As soon as they are ready, the facilities are transported and in about a month’s time the hotel will be fully functional. The company is working to eventually bring down this time to set up a functional hotel to just about a week.

The concept is the brainchild of Tanmay, who has been working on the development of this concept for the past three years. “The idea was to address the problem of time required to build a new hotel facility. We have seen various kinds of accommodations being built in containers but they were all shabby and not up to standard. Having started my career in the hotel industry, I understood what a guest requires when he travels to a new unknown destination. The focus was on comfortable smart rooms with an extravagant feel. We initially faced lot of challenges regarding the portability of our hotels. However, with our team’s persistence, we have finally been able to achieve what we aimed to do. It’s the hard work of a lot of people who were brave enough to accept this challenge and believing in this new concept,” he says.

He said that his concept would be ideal for remote locations, industry clusters and venues holding big ticket cultural conventions. “We are stepping into a domain where no one has trod before. We are successfully bridging the gap in availability of temporary, yet quality accommodation in a record time. We would have an inventory of such ready rooms. Whenever a demand arises, we just need to transport the ready rooms by road or rail and install it with electricity, plumbing and drainage connections,” he added. Tanmay’s team has already built and made 96 of 141-room hotel functional in an area of seven acres in Mundra SEZ. And like any other hotel, it also has a kitchen, restaurant, room service, landscaping and other facilities.

The furnishing and interiors of the rooms-- three rooms of 13 x 8 sq ft each in a container-- matches any luxurious star hotels, without giving the occupant a feeling of living in a container. The rooms have three-layered insulation on the top and at the bottom which make them almost sound-proof and maintain AC cooling inside.

It costs on an average Rs 15 lakh to make each room, including the interiors and common facilities.

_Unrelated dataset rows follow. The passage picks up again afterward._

PR #1127, opened 2026-08-21
fix(vegalite): give a layered spec's layers the data written above them

### LINKED ISSUE #1126: A layered Vega-Lite spec's inline data never reaches its layers, so every spec-only layered chart resolves to no rows
Found while starting the `text`-overlay follow-up recorded in #1124 — the first thing that work needs is a layered spec that actually carries data, and it turns out none of them do.

## Measured

`vegaLiteToMaidr(spec)` on `main` at `1b4b25da`, no compiled view supplied:

| spec | types | rows per layer |
| --- | --- | --- |
| single `point`, `data` at top level | `["point"]` | `[2]` |
| **layered** `point`, `data` on the parent | `["point"]` | **`[0]`** |
| **layered** `bar`, `data` on the parent | `["bar"]` | **`[0]`** |
| **layered** `line`, `data` on the parent | `["line"]` | **`[1]`** (one empty series) |
| **layered** `point` + `line`, encoding hoisted too | `["point","line"]` | **`[0, 1]`** |
| layered `point`, `data` repeated on the child | `["point"]` | `[2]` |

Only the last one works, and it is the form nobody writes: Vega-Lite's own examples put `data` once at the top level and `layer:` beneath it.

## Cause

`resolveData`'s inline fallback reads the **layer's own** spec:

```ts
// Inline data fallback.
if (spec.data && typeof spec.data === 'object') {
  const d = spec.data as { values?: Record<string, unknown>[] };
  if (Array.isArray(d.values))
    return d.values;
}
```

`convertLayerSpec` is handed the child spec. The parent's encoding and transforms are both threaded down to it (`parentEncoding`, `parentTransform`) — its `data` is not, so the fallback has nothing to find and returns `[]` after a `console.warn`.

## How much this bites

Stating the limit honestly rather than overclaiming: **`bindVegaLite` always passes a compiled view**, and the view path runs first, so an ordinary browser chart gets its rows from the view and never reaches this fallback. What this does affect:

1. **The fallback stops being a fallback for layered specs.** When the view path misses — `rowsCarryFields` rejects every candidate dataset, or the enumeration finds only internal datasets — a single-view spec still recovers from its inline data and a layered one cannot. It returns no rows and warns.

2. **Every spec-only test of a layered chart is asserting on empty data**, which is why this went unnoticed. `test/adapters/vegalite/labelledText.test.ts`'s overlay cases assert only `layer.type`; they pass identically whether the data is right, wrong, or absent. The same shape appears elsewhere in the layered tests.

The second is the reason to fix it now: #1124's follow-up is about the *values* a layered chart announces, and there is currently no way to test that spec-only.

## Proposed

Thread the parent's `data` down beside the encoding and transforms it already threads, and use it in the inline fallback when the layer has none of its own. A layer's own `data` keeps precedence, which is Vega-Lite's own rule.

Then the overlay tests can assert on rows, and #1124's follow-up — moving a `text` layer's names onto the points it labels — becomes testable.

## Related

- #1124 — the `text` overlay follow-up this was found under
- #1125 — the PR that added the overlay decline
- #927 — `ScatterPoint.label`, what the follow-up fills

jooyoungseo:
Closes #1126.

Found while starting #1124's recorded follow-up — the first thing that work needs is a layered spec that carries data, and it turned out none of them do.

## Measured

`vegaLiteToMaidr(spec)` on `main` at `1b4b25da`, no compiled view:

| spec | types | rows per layer |
| --- | --- | --- |
| single `point`, `data` at top | `["point"]` | `[2]` |
| **layered** `point`, `data` on parent | `["point"]` | **`[0]`** |
| **layered** `bar`, `data` on parent | `["bar"]` | **`[0]`** |
| **layered** `line`, `data` on parent | `["line"]` | **`[1]`** (one empty series) |
| **layered** `point`+`line`, encoding hoisted | `["point","line"]` | **`[0, 1]`** |
| layered `point`, `data` repeated per child | `["point"]` | `[2]` |

Only the last works, and it is the form nobody writes.

## Cause

`resolveData`'s inline fallback reads the spec it was handed, and `convertLayerSpec` gets the **child**:

```ts
if (spec.data && typeof spec.data === 'object') { … }
```

`parentEncoding` and `parentTransform` are both threaded down. `data` is not.

## Fix

A new `inheritData` gives each child the parent's `data` where it declares none — Vega-Lite's own precedence, so a layer that names a dataset keeps it. Applied to the specs rather than threaded as a tenth parameter, because `resolveData` is reached from several places (per-layer conversion, and the paired lollipop/dumbbell pass either side of it) and each would otherwise need the parent handed to it separately.

**The facet path already did exactly this** — `{ ...layerSpec, data: childSpec.data ?? spec.data }` — so this is following an idiom already in the file, not inventing one. The plain layered and concat paths had simply missed it.

## Scope, stated plainly

`bindVegaLite` always passes a compiled view, and the view path runs first, so an ordinary browser chart takes its rows from the view and never reaches this fallback. I'm not claiming every layered chart in the wild was broken. What changes:

1. **The fallback becomes a fallback again for layered specs.** When the view path misses — `rowsCarryFields` rejects every candidate, or enumeration finds only internal datasets — a single-view spec recovers from its inline data and a layered one could not.
2. **Spec-only tests of layered charts were asserting against no data.** That is why this went unnoticed: the existing layered tests check `layer.type` only and pass whether the data is right, wrong, or absent. #1124's follow-up is about the *values* a layered chart announces, and there was no way to test that.

## Verification

`npm run lint:fix`, `npm run type-check`, `npm run build` all clean. Full suite `5410 passed` + `137 passed`, no regressions — this touches shared data resolution, so that was the real risk.

Three mutations, each applied alone, each hitting exactly its own tests:

| mutation | fails |
| --- | --- |
| revert the layered inheritance | 3 (incl. the own-data-wins case, which needs the code path to run at all) |
| revert the concat inheritance | 1 (the concat test only) |
| let the parent override a layer's own data | 1 (the precedence test only) |

A sixth test pins that a layered spec with no data anywhere still gets an empty payload rather than anything conjured.

---

### DIFF
--- a/src/adapters/vegalite/converters.ts
+++ b/src/adapters/vegalite/converters.ts
@@ -3583,10 +3583,10 @@ function buildConcatMaidr(
     if (childSpec.layer) {
       const layers = inheritData(childSpec.layer, childSpec.data)
         .map((layerSpec, j) => {
-        // Vega names this child's mark groups `concat_<i>_layer_<j>_marks`
-        // (local layer index `j`, not the global data index), so drive the
-        // selector off those while keeping `globalLayerIndex` for the data
-        // lookup, which follows Vega's sequential dataset numbering.
+          // Vega names this child's mark groups `concat_<i>_layer_<j>_marks`
+          // (local layer index `j`, not the global data index), so drive the
+          // selector off those while keeping `globalLayerIndex` for the data
+          // lookup, which follows Vega's sequential dataset numbering.
           const layer = convertLayerSpec(
             layerSpec,
             globalLayerIndex,
@@ -4023,7 +4023,14 @@ function buildFacetMaidr(
     warnCompositeDeclaration(spec.spec);
   }
   const isLayered = childSpec.layer != null && childSpec.layer.length > 0;
-  const layerSpecs = isLayered ? childSpec.layer! : [childSpec];
+  // Both branches, not only the layered one: a facet's single child is
+  // itself the spec whose data sits on the enclosing `spec`, so wrapping
+  // only `childSpec.layer` left the unlayered case with none -- measured,
+  // panel enumeration then saw one cell where the chart has three.
+  const layerSpecs = inheritData(
+    isLayered ? childSpec.layer! : [childSpec],
+    childSpec.data ?? spec.data,
+  );
   const facetFields = [
     descriptor.rowChannel?.field,
     descriptor.columnChannel?.field,
@@ -4045,10 +4052,7 @@ function buildFacetMaidr(
   const layerRows = layerSpecs.map((layerSpec, j) => {
     if (perLayerDatasets)
       return perLayerDatasets[j];
-    const specForData: VegaLiteSpec = layerSpec.data != null
-      ? layerSpec
-      : { ...layerSpec, data: childSpec.data ?? spec.data };
-    let rows = resolveData(specForData, j, view);
+    let rows = resolveData(layerSpec, j, view);
     if (rows.length > 0 && !facetFields.every(field => field in rows[0])) {
       const source = resolveSourceRows(spec, view);
       if (source.length > 0 && facetFields.every(field => field in source[0])) {
@@ -4268,15 +4272,15 @@ function buildRepeatMaidr(
     }
     const childName = repeatChildName(cell.mapping);
     const isLayered = cellSpec.layer != null && cellSpec.layer.length > 0;
-    const layerSpecs = isLayered ? cellSpec.layer! : [cellSpec];
+    const layerSpecs = inheritData(
+      isLayered ? cellSpec.layer! : [cellSpec],
+      cellSpec.data,
+    );
     const parentEncoding = isLayered ? cellSpec.encoding : undefined;
 
     const rawLayers = layerSpecs.map((layerSpec, j) => {
-      const specForData: VegaLiteSpec = layerSpec.data != null
-        ? layerSpec
-        : { ...layerSpec, data: cellSpec.data };
       const layer = convertLayerSpec(
-        specForData,
+        layerSpec,
         globalLayerIndex,
         view,
         parentEncoding,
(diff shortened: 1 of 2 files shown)


jooyoungseo:
Pushed `78eb71c6` — both findings acted on, and #1 was worth more than it looked.

## #1 — folding facet and repeat into `inheritData`

Right, and the point lands: the whole rationale for the helper was one copy of the rule, and I'd left three. `buildFacetMaidr` and `buildRepeatMaidr` now both call it.

Doing it exposed a trap I would not have found by reasoning — **the existing facet tests caught it**. Those inline copies applied to the *unlayered* branch too:

```ts
const layerSpecs = isLayered ? childSpec.layer! : [childSpec];
// …then, for both:
const specForData = layerSpec.data != null ? layerSpec : { ...layerSpec, data: childSpec.data ?? spec.data };
```

A facet's single child **is** the spec whose data sits on the enclosing `spec`. My first pass wrapped only `childSpec.layer`, so the unlayered case lost its data entirely and panel enumeration returned one cell for a three-panel chart — 12 facet tests red:

```
● converts a column facet into a 1xN subplot grid with per-cell data
    Expected length: 3
    Received length: 1
```

The inheritance now covers both branches, which is what the code it replaced did. Worth saying plainly since it is the second time in this PR that the *facet* path knew something the others didn't.

## #2 — concat comment indentation

Fixed. Confirming your suspicion: `npm run lint:fix` does **not** catch it — I ran it before pushing the first commit and it left those four lines alone, so eslint isn't checking comment indentation inside a moved callback. Corrected by hand.

## #3 and the verification note

Understood on not being able to run the commands — for what it's worth, re-run after this change: `lint:fix` and `type-check` clean, `npm run build` complete, full suite `5416 passed` (up 6 from the new tests) + `137 passed`.

---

The room tariff is likely to be around Rs 2,000 to Rs 3,000 per day.  Currently, the hotel is designed to be spread on the ground-floor but Bathwal claims there can be multi-storey room installations as well. “We normally require about two acres to build a 100-room hotel with all on the ground floor. But we can also have a multi-storey hotel just like there are multi-storey containers stacked on the ship,” he said.

The entrepreneur is also working on building an alternative two-room container as well as a single suite in the entire container going forward. For now, he is aiming to add 2,000 portable hotel rooms by 2018 nationwide.